Balasundaram sees a path to closing the temperature gap. “If you can imagine a 50-acre regenerative agriculture site or farms that are thousands of acres, the volume would help increase those temperature loads,” he noted,  acknowledging that the Urban Creators site is under one acre, and volume is a known driver of thermophilic conditions. Tarping piles and varying feedstocks are also on the table as tweaks that could push temperatures higher without dramatically increasing labor.

Nutrient Quality Holds Up

Perhaps the most promising data from the passive piles were nutritional output measurements. Quarterly soil samples sent to Midwest Laboratories showed that all three piles produced increasingly nutrient-dense compost over time. Table 1 shows the results. The control pile led across most metrics: 

• 78.1% organic matter by dry weight, 
• 37.7% total carbon by dry weight, and 
• C:N ratio of 19.7, a useful agronomic range for soil amendment applications. 

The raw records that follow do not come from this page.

PR #35322, opened 2026-07-08
fix(research): serialize stale-claim reclaim behind a per-claim lock

### LINKED ISSUE #35319: claim-problem.sh stale-reclaim race: unlocked rm -rf + retry mkdir causes double-claims (option 1 of #35256)
## Summary

Root-cause follow-up explicitly deferred out of #35256 (whose merged fix, PR #35267, was the defense-in-depth option). While investigating the claim-tracker race, the #35256 curator identified the actual reproducible defect:

`scripts/research/claim-problem.sh:262-282` — the stale-reclaim retry path does an **unlocked `rm -rf` + retry `mkdir`**. Two agents hitting an expired claim concurrently can both remove-and-recreate it, and both believe they hold the claim. Consequence: **double-claims → duplicate research PRs** (a recurring, documented failure mode: agents re-claim entries and re-do work, producing the verbatim-duplicate branches we keep cleaning up).

Note the curator's precision here: live claims are NOT silently lost by unrelated activity (that part of the original #35256 framing was too broad); the race is specifically in the stale-reclaim retry.

## Proposed fix

Make stale-claim reclamation atomic. Options (pick the simplest that survives concurrent contention):
- `flock` around the remove-and-recreate section, or
- atomic takeover via `mv` of the expired claim dir to a uniquely-named tombstone (only one `mv` succeeds; the winner recreates), or
- write-new-then-rename with `mkdir`'s inherent atomicity as the arbiter (loser's `mkdir` fails → back off)

## Acceptance criteria

- Two concurrent reclaim attempts on the same expired claim: exactly one wins; the loser backs off cleanly (no shared claim, no crash under `set -euo pipefail`)
- Normal claim/release/expiry flow unchanged
- Sandbox test simulating the concurrent reclaim (background subshells + barrier) demonstrates single-winner behavior

## Why it still matters after PR #35267

#35267 protects *worktrees* from being reaped, but double-claims still waste whole agent sessions on duplicate work and produce duplicate PRs the deployer/judges then have to reconcile.

Refs: #35256 (curator's investigation comment), PR #35267, #35223.

rjwalters:
## Summary

`scripts/research/claim-problem.sh:claim_problem()`'s stale-reclaim retry path ran `is_claim_expired` → `rm -rf "$lock_dir"` → retry `mkdir "$lock_dir"` with **no lock around the sequence**. Each individual `mkdir` is atomic, but the reclaim *sequence* is not a critical section. Two agents that both observe an expired claim can interleave so agent B's `rm -rf` wipes agent A's freshly-created lock dir, after which B's retry `mkdir` also succeeds — both agents fall through to `return 0` believing they exclusively hold the same claim (duplicate work / duplicate PRs), and neither hits the "already claimed" error path.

The C:N 1:3 pile came in second on most measures, outperforming the 3:1 configuration.

Table 1. Nutritional Averages by Pile 

Click table to enlarge.

Implications for the Farm Community

The timing of this research lands in a particularly pressured moment for U.S. agriculture. Fertilizer prices remain elevated, and farms, especially those operating regeneratively, are actively looking for ways to reduce input costs. On-site composting has long been positioned as a solution, but the labor intensity of conventional systems has been a real barrier.

This study suggests the tradeoffs are manageable. Farmers who might not need STA-certified compost – those applying amendments to fields rather than selling product commercially – have a viable, low-maintenance option. The feedstock caveat is important. If weed seeds are present in inputs, targeted field application is advisable until future research establishes whether passive systems can reliably achieve pathogen reduction thresholds. But that is unlikely. 

That question of whether passive piles could reach PFRP is exactly where WeRadiate plans to take the research next. We Radiate is actively exploring follow-on funding through SARE and other avenues to investigate pathogen reduction in low-intervention systems.

The data out of North Philadelphia offers a timely challenge to conventional composting wisdom, suggesting that with the right feedstock mix, appropriate ratios, and sufficient time, passive composting can be a practical and sustainable tool for small-scale growers and farmers.